Gabriela Flores is an Argentine film actress.

She has made some 20 film appearances since her debut in 1984 in the film Pasajeros de una pesadilla alongside Federico Luppi.

== Early life and training ==
Flores was born in Rosario, Argentina, and studied acting at the Escuela Carlos Gandolfo in Buenos Aires before moving to Spain in the early 1990s to continue her training in Barcelona.

== Career ==

=== Stage ===
Flores has been a frequent collaborator of Carme Portaceli. Major appearances include:

- Krum (Festival Grec/Teatre Lliure, 2014), by Hanoch Levin, directed by Carme Portaceli.
- Troyanas (Festival Internacional de Teatro Clásico de Mérida / Teatro Español, 2017), version by Alberto Conejero, directed by Portaceli.
- Mrs.

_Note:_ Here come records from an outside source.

PR #291, opened 2021-03-16
Make debugging trace code in GDB easier.

vext01:
**DRAFT DRAFT DRAFT**

We used to be able to set a break point for all entry points to trace
code with `b exec_trace` in gdb. Somewhere along the line this was changed and
it makes debugging harder than it needs to be (you have to step over the
call to get the trace function pointer, which is irritating).

This change fixes this and adds documentation in attempt to prevent this
regressing again.

I'm raising this as a draft because this has a tiny performance overhead of a call. I had planned to mark the separated functions `#[inline(always)]`, but then gdb doesn't find them (presumably the symbols are removed).

Does anyone have any ideas how to have them inlined *and* have gdb find them? We can't `#[no_mangle]` due to type parameters.

### DIFF
--- a/ykrt/src/mt.rs
+++ b/ykrt/src/mt.rs
@@ -187,7 +187,11 @@ impl MTThread {
         // this thread's tracer.
         if let Some(loc) = loc {
             if let Some(func) = self.transition_location::<I>(loc) {
+                #[cfg(not(debug_assertions))]
+                let ptr = func(ctx);
+                #[cfg(debug_assertions)]
                 let ptr = self.exec_trace(func, ctx);
+
                 if ptr.is_null() {
                     // Trace succesfully executed.
                     return;
@@ -203,6 +207,11 @@ impl MTThread {
         step_fn(ctx)
     }
 
+    /// Call the compiled trace code.
+    /// This is separate from the control point so as to make it easy to get a GDB break point
+    /// immediately before our trace code. It is also named in such a way that `b exec_trace` will
+    /// break at all possible entry points to trace code (there is another one in `CompiledTrace`).
+    #[cfg(debug_assertions)]
     fn exec_trace<I>(
         &mut self,
         func: fn(&mut I) -> *mut RawStopgapInterpreter,
--- a/ykshim_client/src/lib.rs
+++ b/ykshim_client/src/lib.rs
@@ -151,6 +151,21 @@ impl<I> CompiledTrace<I> {
     /// Execute the trace with the given interpreter context.
     pub unsafe fn execute(&self, ctx: &mut I) -> *mut RawStopgapInterpreter {
         let f = mem::transmute::<_, fn(&mut I) -> *mut RawStopgapInterpreter>(self.ptr());
+        #[cfg(not(debug_assertions))]
+        return f(ctx);
+        #[cfg(debug_assertions)]
+        Self::exec_trace(f, ctx)
+    }
+
+    /// Call the compiled trace code.
+    /// This is separate from `execute()` so as to make it easy to get a GDB break point
+    /// immediately before our trace code. It is also named in such a way that `b exec_trace` will
+    /// break at all possible entry points to trace code (there is another one in `MTThread`).
+    #[cfg(debug_assertions)]
+    fn exec_trace(
+        f: fn(&mut I) -> *mut RawStopgapInterpreter,
+        ctx: &mut I,
+    ) -> *mut RawStopgapInterpreter {
         f(ctx)
     }
 }


ykshim_client/src/lib.rs
```diff
@@ -151,6 +151,17 @@ impl<I> CompiledTrace<I> {
...
     pub unsafe fn execute(&self, ctx: &mut I) -> *mut RawStopgapInterpreter {
         let f = mem::transmute::<_, fn(&mut I) -> *mut RawStopgapInterpreter>(self.ptr());
+        Self::exec_trace(f, ctx)
+    }
+
+    /// Call the compiled trace code.
+    /// This is separate from `execute()` so as to make it easy to get a GDB break point
+    /// immediately before our trace code. It is also named in such a way that `b exec_trace` will
+    /// break at all possilbe entry points to trace code (there is another one in `MTThread`).
+    fn exec_trace(
```
bjorn3, line 161:
```suggestion
    #[inline(never)]
    fn exec_trace(
```

ykshim_client/src/lib.rs
```diff
@@ -151,6 +151,17 @@ impl<I> CompiledTrace<I> {
     /// Execute the trace with the given interpreter context.
     pub unsafe fn execute(&self, ctx: &mut I) -> *mut RawStopgapInterpreter {
         let f = mem::transmute::<_, fn(&mut I) -> *mut RawStopgapInterpreter>(self.ptr());
+        Self::exec_trace(f, ctx)
+    }
+
+    /// Call the compiled trace code.
+    /// This is separate from `execute()` so as to make it easy to get a GDB break point
+    /// immediately before our trace code. It is also named in such a way that `b exec_trace` will
+    /// break at all possilbe entry points to trace code (there is another one in `MTThread`).
```
bjorn3, line 160:
```suggestion
    /// break at all possible entry points to trace code (there is another one in `MTThread`).
```

ykrt/src/mt.rs
```diff
@@ -203,6 +203,10 @@ impl MTThread {
         step_fn(ctx)
     }
 
+    /// Call the compiled trace code.
+    /// This is separate from the control point so as to make it easy to get a GDB break point
+    /// immediately before our trace code. It is also named in such a way that `b exec_trace` will
+    /// break at all possible entry points to trace code (there is another one in `CompiledTrace`).
     fn exec_trace<I>(
```
bjorn3, line 210:
```suggestion
    #[inline(never)]
    fn exec_trace<I>(
```

ykshim_client/src/lib.rs
vext01: I think that may help to prevent the symbol disappearing, but ensures the performance hit?

ykshim_client/src/lib.rs
vext01: Oops :P Thanks.

ykshim_client/src/lib.rs
bjorn3: Alternatively it could be

```suggestion
    #[cfg_attr(debug_assertions, inline(never))]
    fn exec_trace(
```

vext01: Perhaps it would be better as: `#[cfg_attr(not(debug_assertions), inline(always)]`.

The symbol only goes missing if it's annotated `#[inline(always)]`.

vext01: If I duplicate the function, I can have both.

ltratt:
What sort of overhead are we talking about here?

ykshim_client/src/lib.rs
bjorn3: Without `#[inline(always)]` it is still possible to inline it, which loses the symbol.

bjorn3:
A couple of instructions including a call and return instruction likely.

ltratt:
Why don't we make this `cfg`able e.g. in debug mode? That way it's zero cost in production.

bjorn3:
That was my suggestion in https://github.com/softdevteam/yk/pull/291#discussion_r595185789.

vext01:
> Why don't we make this cfgable e.g. in debug mode?

Yep, that's exactly what we are doing. It won't help to debug in release mode, but it's better than nothing.

See 900bf6b.

ltratt:
Are we ready to squash? I *think* @bjorn3's comments have been addressed, but please tell me if I'm wrong!

vext01:
I believe we are ready.

ltratt:
Please squash.

vext01:
Splat.

PR #292, opened 2021-03-22
Avoid shell argument parsing.

vext01:
This solves the issue discussed [here](https://github.com/softdevteam/ykbf/pull/12#issuecomment-802979045).

I'm not super-proud of this: passing user controlled stuff to a shell is often asking for trouble, but needs must...


ltratt:
Fine with me if it's OK with @bjorn3.

bjorn3 (approved):

PR #295, opened 2021-03-23
Only reserve space for registers actually in use.

ptersilie:
The first step in our guard failure is to spill all live locals that are
in registers to the stack. This allows us to use any register for
stopgap initialisation without having to worry about overwriting live
values.

Out of simplicity (or rather lazyness) we reserved space for each
register that is available to the register allocater, no matter if it
actually stored a live local or not. We thus sometimes reserved more
space than needed. To make matters worse, this code also had a bug,
which meant we were sometimes actually reserving less space than
required, since the code assumed `REG_POOL` contained all 15 registers
(it doesn't) and then used the register's integer value as an offset
into the the stack offset.

This commit kills two birds with one stone by only reserving space for
registers storing live locals, and then mapping the stack offset to the
register, to avoid this bug from happening in the future.

### DIFF
--- a/internal_ws/ykcompile/src/arch/x86_64/mod.rs
+++ b/internal_ws/ykcompile/src/arch/x86_64/mod.rs
@@ -1330,7 +1330,16 @@ impl TraceCompiler {
         // Reserved stack space for spilled locals during execution.
         let soff = self.stack_builder.size();
         // Reserved memory on the stack to spill live locals to during a guard failure.
-        let live_off = REG_POOL.len() * QWORD_REG_SIZE;
+        let mut llmap = HashMap::new();
+        let mut live_off = 0;
+        for (_, live_locations, _) in &gl {
+            for (_, loc) in live_locations.iter() {
+                if let Location::Reg(reg) = loc {
+                    live_off += QWORD_REG_SIZE;
+                    llmap.insert(*reg, usize::try_from(soff).unwrap() + live_off);
+                }
+            }
+        }
 
         // After allocating stack space for the trace, we pad the stack pointer up to the next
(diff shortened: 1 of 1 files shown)


ptersilie:
Immediately noticed some typos. @vext01 Okay for me to force push a fix before you start reviewing?

vext01:
Go for it.

ptersilie:
Fixed.

vext01:
s/lazyness/laziness/ in commit message.

Other than that, looks good. Did you test with optimised MIR?

vext01:
One (future?) optimisation might be to use a Vec instead of a HashMap. Since we have so few registers, we can probably waste a little memory in exchange for constant-time lookup?

(we'd have to use a special number to mean "not spilled").

ptersilie:
> Did you test with optimised MIR?

I did.

> One (future?) optimisation might be to use a Vec instead of a HashMap.

I'm not sure this is really the bottleneck in the TIR conversion, but I'm also not against that change.

vext01:
Let's just get this fix in now to solve UB in the current code.

Please force push to fix the typo.

ptersilie:
Fixed.

vext01:
```
Diff in /home/buildbot-worker3/worker3/yorick-buildbot-build-script-hw/build/internal_ws/ykcompile/src/arch/x86_64/mod.rs at line 1385:
     fn compile_guards(
         &mut self,
         gl: Vec<(&Guard, HashMap<&Local, Location>, DynamicLabel)>,
-        llmap: HashMap<u8, usize>
+        llmap: HashMap<u8, usize>,
     ) {
```

vext01:
Please fix and squash.

ptersilie:
Whoops. Fixed.

PR #297, opened 2021-03-23
Remove unused code.

ltratt:
It seemed rather odd to me that a constant bool would end up being converted to a usize, but I couldn't see it causing problems. That appears to be because this function isn't actually called from yk or ykrustc.


ltratt:
bors try

vext01:
Probably a leftover from an earlier mode of operation.

ltratt:
The `try` suggests we're OK to merge this (I wanted to be doubly sure!).

PR #298, opened 2021-03-24
Fixes suggested by Clippy.

ltratt:
There are actually two fixes in here, although one is slightly obscured by the indentation change caused by the other.


vext01:
Can you point out the second lint?

ltratt:
`if *b == false`  ->  `if !(*b)`

PR #299, opened 2021-03-24
Move away from a generic, and easy to get wrong, read_int function.

ltratt:
`read_int` is a type-mangling function that expects to convert any constant
integer, or an integer read from memory, to a u128. This effectively turns any
code that calls the function into dynamic typing mode, and is likely to cause
various problems (e.g. with bitwise operations).

This commit breaks out read_bool as a separate function, as it's clearly
different than "normal" integer operations. However this doesn't currently work
as, on b13 at least, it "reads" values of 210 (not 0 or 1) from a byte in one
test! This suggests that the `Terminator::Assert` code only previously worked by
accident because we effectively tested "is <0 or 1> != 210" which of course
always produced `false`.

### DIFF
--- a/internal_ws/yksg/src/lib.rs
+++ b/internal_ws/yksg/src/lib.rs
@@ -383,13 +383,23 @@ impl StopgapInterpreter {
                 expected,
                 target_bb,
             } => {
-                let b = self.read_int(cond) == 1;
-                if b != *expected {
-                    todo!() // FIXME raise error
+                if self.read_bool(cond) != *expected {
+                    todo!();
                 }
                 self.frames.last_mut().unwrap().bbidx = *target_bb;
             }
             t => todo!("{}", t),
+        }
+    }
+
+    fn read_bool(&self, src: &IRPlace) -> bool {
+        if let IRPlace::Const { val: Constant::Int(ConstantInt::UnsignedInt(UnsignedInt::U8(v))), ty: _ } = src {
+            *v != 0
+        } else if let TyKind::Bool = SIR.ty(&src.ty()).kind {
+            let ptr = self.locals().irplace_to_ptr(src);
+            unsafe { std::ptr::read::<u8>(ptr) != 0 }
+        } else {
+            unreachable!();
         }
     }
 


ltratt:
https://github.com/rust-lang/unsafe-code-guidelines/issues/53 and https://github.com/rust-lang/unsafe-code-guidelines/blob/master/reference/src/layout/scalars.md, in conjunction [with the C++ spec](http://www.open-std.org/jtc1/sc22/wg21/docs/papers/2017/n4659.pdf) (I assume C17 says the same thing -- I couldn't immediately find a version online), are a bit of a mess, with a lot of people being scared to commit to precise details, *but* my conclusion from them is the following:

1. size_of::<bool>() is not fixed -- we incorrectly assume it's `u8`. [It probably always will be `u8`, but we shouldn't assume that.]
2. The valid bit patterns of a bool in memory are 0x0 (false) and 0x1 (true).
3. When converting an integer to a bool, 0 means false (and translates to 0x0) and any other values means true (and translates to 0x1).

bjorn3:
`bool` is defined to use exactly one byte of memory. In addition C uses false = 0 and true = 1 on all non-exotic systems as far as I know. Rust has to match this for `#[repr(C)]` and `extern "C"`. https://doc.rust-lang.org/stable/reference/types/boolean.html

Dalloway (Teatro Español, 2019), after Virginia Woolf, directed by Portaceli—Flores played Angélica.
- La casa de los espíritus (Teatro Español, 2021), after Isabel Allende, directed by Portaceli—credited as Tránsito/Férula.
- La madre de Frankenstein (Teatro María Guerrero/TNC, 2023), directed by Portaceli.
- Las asambleístas (Las que tropiezan) (2023–24), written/directed by José Troncoso—Flores as Geométrica.

=== Screen ===
Flores began her screen career in Argentina. Early credits include Alejandro Doria’s Darse cuenta and Teo Kofman’s Perros de la noche, in which she played Mecha. Later work includes Genoveva in Fernando León de Aranoa’s El buen patrón, and appearances in Spanish television such as the dystopian series La valla.